In what follows, I describe some modules for spatial data that were available before Stata introduced their own sp commands for the analysis of spatial data in version 15.

As far as I can judge, the modules I describe here are still available and working. For information about the inbuilt sp commands, see Stata's help system (help sp will provide access to the introductory remarks and an overview of all available commands).

Preamble

Spatial analysis has roots in geography, spatial economics and related disciplines. As yet, it is considered a field for specialists and therefore is not a standard part of most statistical software. As far as stata is concerned, a number of user-written tools are available that can be downloaded either from the ssc server or from other sources.

The ado files considered in this and the next entries are:

`shp2dta`	from `ssc`
`sppack`	from `ssc`; contains `spmat`, `spreg` and `spivreg`
`spatwmat`	use `search spatwmat`
`spatgsa`, `spatlsa` and `spatcorr`	use `search ...`
`spatdiag` and `spatreg`	use `search ...`

Note that there are some other packages around which are not described here.
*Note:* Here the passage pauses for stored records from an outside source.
PR #1216, opened 2019-04-01
fix: Add VERSION constant to AlloyEditor

### LINKED ISSUE #951: How to get the AlloyEditor version inside a Liferay 7.1 instance?
On a Liferay 7.1 installation, is there a way to get the AlloyEditor version installed?

JavaScript key `AlloyEditor.version` does not exist: any other methods to get it?

Thank you.

julien:
Closes #951

### DIFF
--- a/scripts/build/version.js
+++ b/scripts/build/version.js
@@ -1,0 +1,9 @@
+'use strict';
+const version = require('../../package.json').version;
+
+module.exports = () => {
+	return {
+		code: `module.exports = ${JSON.stringify(version)};`
+	};
+};
+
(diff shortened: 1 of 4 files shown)


scripts/build/version.js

What is special about spatial data?

Spatial data can mean several things, but they all have in common that they are about entities that can be described by their location in space. Most social scientists think about area data, i.e. about regions, neighborhoods, districts. But actually, spatial data may also be about single points (locations of events or of objects – points are of course abstractions here).

For files of such data, there is a world-wide de-facto standard, coming from the ArcGiS software. This software provides a so-called shapefile, which may be read into Stata by procedure shp2dta. Another format is the MapInfo Interchange Format, and there is a procedue mif2dta that helps you deal with such data. In what follows, I will describe the more common case of shapefiles.

Before we start, note that a shapefile actually consists of several files, typically with the same name but different extensions. Three files are mandatory: mydata.shp which contains the coordinates, mydata.dbf which describes the objects, and mydata.shx with an index of the objects. There may also be mydata.prj which indicates the projection (or spatial reference) system used. Why we need such a multitude of files can best be understood in the case of area data: An area, such as a region, can be described by its boundaries, and these form a polygon, geometrically speaking. Now a polygon can be very simple, as in the case of a rectangle, or it can be very complex. Compare some of the US States, such as Colorado or Wyoming, whose boundaries form simple recangles, with others, such as West Virginia, the contours of which form a very irregular entity. Therefore, different numbers of space coordinates are required to describe such heterogeneous polygons.

Reading a shapefile

The minimum command is

shp2dta using name-of-shapefile, database(db-new-name) coordinates(co-new-name) genid(id-var)

This command reads a shape file called name-of-shapefile and writes its contents to two Stata files (with extension .dta), which I have called here (db-new-name) and (co-new-name). Obviously, the first contains the description of the objects (mostly variables that were measured at different locations), whereas the latter contains coordinates. id-var is the name of your choice for an id variable that will be created. Note that both Stata files will be saved to disk in your current working directory.

These new files can be treated like any other Stata file; you may rename variables, drop variables or cases, transform variables, or merge them with other files. Of course, you will want to be careful with such activities, unless you are sure about what you can and should do. The file with the coordinates should normally best be left untouched.